● Problem statement:
Copy all lines holding the word "issuance" from the entries.

* * *

Issue #133, opened 2024-06-24
Consider requiring mitigation of script injection attacks.


mikewest:
In #109, @RByers noted that mandatory encryption could be a path towards mitigating the risk that unexpected/injected code on a site could enable an attacker to extract details of a user's identity.

I'd suggest a) that that risk is real, and b) that you could mitigate it to some extent by requiring the page on which the API executes to have at least minimal defenses against injection attacks by requiring a sufficiently-strong CSP along the lines of https://mikewest.github.io/injection-mitigated/.

RByers:
This is certainly interesting to me, but the details really matter here. I'm OK imposing some burden on adoption, but it's got to be a bar that many would already find reasonable, understandable and achievable. 

Is the [InjectionMitigated] idea being used for any web platform APIs today? Do you have HTTP Archive (or UMA) data indicating what fraction of the web is already meeting the criteria you've outlined?

If you show us a pragmatic bar which many security-sensitive sites already meet, then I'm open to exploring if we could make it a requirement for this API - even if we're the first such API to do so. But precisely defining that pragmatic bar, keeping track of the fraction of the web already meeting it and doing the evangelism for common infrastructure to try to drive up compatibility with the criteria seems like to me to be an independent (and possibly substantial) effort that would need to be a pre-requisite to any API taking a hard dependency, right?

mikewest:
> Is the [InjectionMitigated] idea being used for any web platform APIs today? 

Chromium has an implementation of the attribute that we're using for `getAllScreensMedia()` (see [`media_devices.idl`](https://source.chromium.org/chromium/chromium/src/+/main:third_party/blink/renderer/modules/mediastream/media_devices.idl;drc=3f8f9df137702ca101cd084fd1ccb86628276f3e;l=36)) to lock in some of the security properties of IWAs (strict CSP + Trusted Types enforcement) while that feature is in an IWAless OT.

> Do you have HTTP Archive (or UMA) data indicating what fraction of the web is already meeting the criteria you've outlined?

UMA suggests that ~10% of top-level pages have a strict CSP, and ~4% of top-level pages enforce Trusted Types. I suspect there's strong overlap between the two, given the folks involved.

> But precisely defining that pragmatic bar, keeping track of the fraction of the web already meeting it and doing the evangelism for common infrastructure to try to drive up compatibility with the criteria seems like to me to be an independent (and possibly substantial) effort that would need to be a pre-requisite to any API taking a hard dependency, right?

[...]

PR #426, opened 2026-01-08
Addressing Request Tampering

simoneonofri:
Secure Context
 - Adding the related threat as "in-scope"
 - Adding Secure Context as the mitigation of the threat

For more context, please refer to the [Google Doc](https://docs.google.com/document/d/1BpBBiv7GgkGi1_Y7NvyD3Mkalj0g857Qw-aan3NqYwU/edit?tab=t.dilz864boly) containing the Threat Model (which will be published as separate Notes) and the complete Section.

- [x] [Modified Web platform tests](https://github.com/w3c-fedid/digital-credentials/pull/426)

Implementation commitment:

- [x] WebKit - already implemented.
- [x] Chromium -  already implemented.
- [x] Gecko - - already implemented.

Documentation and checks

- [ ] Affects privacy
- [x] Affects security
- [ ] Pinged MDN
- [ ] Updated Explainer

***
<a href="https://pr-preview.s3.amazonaws.com/w3c-fedid/digital-credentials/pull/426.html" title="Last updated on Mar 20, 2026, 12:07 AM UTC (c42d7f2)">Preview</a> | <a href="https://pr-preview.s3.amazonaws.com/w3c-fedid/digital-credentials/426/d8337fa...c42d7f2.html" title="Last updated on Mar 20, 2026, 12:07 AM UTC (c42d7f2)">Diff</a>

### DIFF
--- a/index.html
+++ b/index.html
@@ -1578,9 +1578,9 @@
           <dfn data-local-lt="tampering">Request Tampering</dfn>
         </dt>
         <dd>
-          A malicious script or compromised page attempts to alter a
-          {{DigitalCredentialGetRequest}} or {{DigitalCredentialCreateRequest}}
-          before processing.
+          A network attacker that can inject or modify page content in an
+          insecure context attempts to alter a {{DigitalCredentialGetRequest}}
+          or {{DigitalCredentialCreateRequest}} before processing.
         </dd>
       </dl>
       <h4>


index.html
```diff
@@ -1316,112 +1316,137 @@ <h2>
...
+      </div>
+      <p>
+        The Security Considerations section describes the API's security
+        properties, the threats in scope, the assumptions on which security
+        depends, and the residual threats that remain after the responses are
+        applied. This specification defines requirements for the User Agent's
+        behavior only when mediating credential presentation and issuance.
+      </p>
+      <p>
+        Other security properties that depend on protocols, Wallet
```
```suggestion
        Other security properties that depend on protocols, wallet
```

index.html
```diff
@@ -1316,112 +1316,137 @@ <h2>
...
         <p>
-          The documents listed below outline initial security considerations
-          for Digital Credentials, both broadly and for presentation on the
-          web. Their contents will be integrated into this document gradually.
+          Further analysis and threats are specified in related Threat Models,
+          such as the Threat Model for Decentralized Credentials (at the
+          ecosystem level for Decentralized Identities), the Threat Model for
+          the Web (at the web ecosystem level), RFC 3552 (at the internet
+          level), and the FIDO Security Reference, since the FIDO's Client to
+          Authenticator Protocol (CTAP) protocol is used for cross-device flow.
```
```suggestion
          Authenticator Protocol (CTAP) is used for cross-device flow.
```

index.html
```diff
@@ -1316,112 +1316,137 @@ <h2>
...
-            <a href=
-            "https://github.com/w3c-fedid/digital-credentials/wiki/Horizontal-reviews#self-review-questionnaire-security-and-privacy">
-            TAG Security and Privacy Considerations Questionnaire (WIP)</a>
+          <li>In-scope threats introduced or addressed by the DC API itself.
           </li>
-          <li>
-            <a href=
-            "https://github.com/w3c-cg/threat-modeling/blob/main/models/decentralized-identities.md">
-            Threat Model for Decentralized Identities</a>
+          <li>Out-of-Scope threats handled by protocols, Wallets, OS platform
```
```suggestion
          <li>Out-of-scope threats handled by protocols, wallets, OS platform
```

index.html
```diff
@@ -1316,112 +1316,137 @@ <h2>
...
+        <section>
+          <h4>
+            In-scope threats or attacks
+          </h4>
+          <p>
+            The following threats or attacks arise directly from the API's
+            mediation role:
+          </p>
+          <ul>
+            <li><strong>T1</strong>: Presentation Request Modification (Tampering) — A malicious script or compromised page attempts to alter a DigitalCredentialGetRequest before processing.</li>
```
```suggestion
            <li><strong>T1</strong>: Presentation Request Modification (Tampering) —
              A malicious script or compromised page attempts to alter a
              DigitalCredentialGetRequest before processing.</li>
```

index.html
```diff
@@ -1316,112 +1316,137 @@ <h2>
...
-            "https://github.com/w3c-fedid/digital-credentials/wiki/Horizontal-reviews#self-review-questionnaire-security-and-privacy">
-            TAG Security and Privacy Considerations Questionnaire (WIP)</a>
+          <li>In-scope threats introduced or addressed by the DC API itself.
           </li>
-          <li>
-            <a href=
-            "https://github.com/w3c-cg/threat-modeling/blob/main/models/decentralized-identities.md">
-            Threat Model for Decentralized Identities</a>
+          <li>Out-of-Scope threats handled by protocols, Wallets, OS platform
+          security, or transport layers. Even if Out-of-Scope, they are
```
```suggestion
          security, or transport layers. Even if out-of-scope, they are
```

index.html
```diff
@@ -1316,112 +1316,137 @@ <h2>
...
-        <p class="issue" title="Work in progress">
-          Explain that cross-device issuance or presentation uses a separate
-          protocol that has its own security characteristics.
+        <p>
+          The following mitigations derive from normative requirements already
+          present in the specification.
         </p>
+        <section>
+          <h4>Secure Context</h4>
+          <p>WebIDL [=interfaces=] of the Digital Credential API are only exposed in a Secure Context, thus reducing [=tampering=].</p>
```
```suggestion
          <p>WebIDL [=interfaces=] of the Digital Credential API are only exposed in a
          Secure Context, thus reducing [=tampering=].</p>
```

kdenhartog:
Seems like localhost should be excluded in this API case for secure contexts. Otherwise, there's a potential for abuse where the verifier relies on localhost calls to conduct exfiltration of PII as a means to bypass this enforcement layer (e.g. localhost proxy running or https://securityonline.info/androids-secret-tracking-meta-yandex-abused-localhost-for-user-data/)

npdoty:
I think maybe we should clarify that Secure Context protects only against certain types of tampering (like the network attacker, not against XSS, malicious scripts, etc.).

hlflanagan:
Discussed [2026-02-18 FedID WG call](https://github.com/w3c-fedid/meetings/blob/main/2026/2026-02-18-DCAPI-B-notes.md#security-considerations-secure-context-426). No further questions.

index.html
```diff
@@ -1369,7 +1371,8 @@ <h3>
         normative requirements in the specification.
       </p>
       <p>
-        To be written...
+        WebIDL [=interfaces=] of the Digital Credential API are only exposed in
+        a [=secure contexts=], reducing the risk of [=tampering=].
```
marcoscaceres: @npdoty, something like?: 

```suggestion
        a [=secure contexts=], reducing the risk of [=tampering=] through an [=secure contexts|insecure context=] (e.g., a malicious script being injected through the network).
```

index.html
```diff
@@ -1369,7 +1371,8 @@ <h3>
...
       </p>
```
marcoscaceres, line 1615: Meeting notes: 

- For XSS protection, suggest that RP sign all requests using either ISO-18013, and OpenID4VP except unsigned. 
- Don't send unsigned requests for "important" things (e.g., driver's license vs club membership)
- Consult your ~~doctor~~ issuer 
- The protection will happen also on the wallet, which shouldn't accept unsigned requests.  
- Security consideration for wallet is to also not accept unsigned requests, and to double check they don't have a "developer mode" or backdoor themselves.

simoneonofri: Additional meeting notes:
 - We are considering "signing" as a way to protect against "tampering" thus integrity control.
 - [Secure Context](https://www.w3.org/TR/secure-contexts/) protects from Network Level Attacks (as Marcos specified in the suggestion).
 
 
 This also can be an example on how we are managing this kind of assumptions (e.g., for the Wallet, in the specific case)

c2bo: I believe we should at least recommend signing the request (on the underlying protocol level)

simoneonofri: @c2bo this is the idea, also we're considering encryption (so confidentiality) for privacy (so another threat, not tampering)

c2bo: I'd like to be as concrete as possible - at least for the discussion. This would be my current understanding:
- signing of request (on the underlying protocol layer via trust frameworks)
- signing of response (via the mechanisms provided in the underlying credential formats like deviceSigned for mDoc)
- encryption of response (on the underlying protocol layer via ephemeral keys provided by the verifier in the protocol request)

index.html
TallTed: One edit that makes @marcoscaceres suggestion internally consistent and grammatical. There are other edits that can achieve similar results.
```suggestion
        [=secure contexts=], eliminating the risk of [=tampering=] through
        [=secure contexts|insecure contexts=] (e.g., a malicious script being
        injected through the network).
```

index.html
dlongley: An alternative to signing requests is for the wallet to fetch the request again over TLS. There are pros and cons to this approach, one pro is the potential elimination of additional trust frameworks vs. just checking origins, one con is the potential need to compare against the original request if fidelity there is a requirement. There are others that could be further detailed if every possible mitigation needs this sort of thing, otherwise this approach could just be listed as an option that a protocol could offer to mitigate the concern.

index.html
marcoscaceres: I'm cautious about making absolute claims as most of the time the best we can do is make it super hard. At least, I'd want @mikewest (editor of Secure Context) to give that language an 👍 before including it.

TallTed: Fair enough. One revision, which might still be too strong, but can easily be loosened further --
```suggestion
        [=secure contexts=], reducing the risk of [=tampering=] through
        [=secure contexts|insecure contexts=] (e.g., a malicious script being
        injected through the network). Please refer to the
        [Security Considerations](https://www.w3.org/TR/secure-contexts/#security-considerations)
        of the [[[Secure Contexts]]] specification for more information.
```

marcoscaceres: Ok, yeah, that sounds good... and Secure Context's Security Considerations speak to the limitations of "Secure Contexts" themselves, and "esoteric mechanisms" that can be potentially abused for infiltration. 

So, we should add something along the lines of. 

> "Please refer to the [Security Considerations](https://www.w3.org/TR/secure-contexts/#security-considerations) of the [[[Secure Contexts]]] specification for more information."

@simoneonofri ☝️

TallTed: Added to [previous suggestion, above](https://github.com/w3c-fedid/digital-credentials/pull/426#discussion_r2908277075).

mikewest: Thanks for looping me in, @marcoscaceres. It looks like y'all ended up with "WebIDL [=interfaces=] of the Digital Credential API are only exposed in a [=secure contexts=], reducing the risk of [=tampering=]."

I have two suggestions:

1. Nit: Drop "a" (or make "secure contexts" singular).

2. I think locking the API to secure contexts only addresses the capability of network attackers to alter the page's scripts. It does not address malicious scripts or compromised pages generally. I'd suggest shifting the framing here to "reducing the capability of both passive and active network attackers." We should probably add exported definitions of those terms to the relevant sections in https://www.w3.org/TR/secure-contexts/#threat-models, but for the moment just linking there would probably be enough.

mikewest: (FWIW, I think something like https://github.com/w3c-fedid/digital-credentials/issues/133 would be more appropriate as a mitigation against maliciously injected scripts, but it's a bigger lift for developers than simply addressing the transport layer.)

simoneonofri: @TallTed thank you, "reducing" instead of "minimizing" is a specific terminology we're using in the [TMG](https://www.w3.org/TR/threat-modeling-guide/#consider-responses). I know it's a subtle difference in meaning, and what is in common language does not help, but at TMG we thought it was important to distinguish between “reduce” and “minimize”

simoneonofri: @mikewest thank you so much for the feedback! I also update the Threat Model in parallel.

TallTed: Revised my [earlier suggestion](https://github.com/w3c-fedid/digital-credentials/pull/426#discussion_r2908277075) to use `reducing`.

index.html
```diff
@@ -1369,7 +1371,12 @@ <h3>
         normative requirements in the specification.
       </p>
       <p>
-        To be written...
+        WebIDL [=interfaces=] of the Digital Credential API are only exposed in
+        [=secure contexts=], reducing the risk of [=tampering=] through
+        [=secure contexts|insecure contexts=] (e.g., a malicious script being
+        injected through the network). Please refer to the
+        [Security Considerations](https://www.w3.org/TR/secure-contexts/#security-considerations)
+        of the [[[Secure Contexts]]] specification for more information.
```
simoneonofri:
```suggestion
        of the [[[secure-contexts]]] specification for more information.
```

index.html
```diff
@@ -1603,7 +1605,12 @@ <h3>
         normative requirements in the specification.
       </p>
       <p>
-        To be written...
+        WebIDL [=interfaces=] of the Digital Credential API are only exposed in
+        [=secure contexts=], reducing the risk of [=tampering=] through
+        [=secure contexts|insecure contexts=] (e.g., a malicious script being
```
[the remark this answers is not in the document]
marcoscaceres: this is not correct... though I wish it was.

* * *

● Answer for the task:
+        behavior only when mediating credential presentation and issuance.
-          Explain that cross-device issuance or presentation uses a separate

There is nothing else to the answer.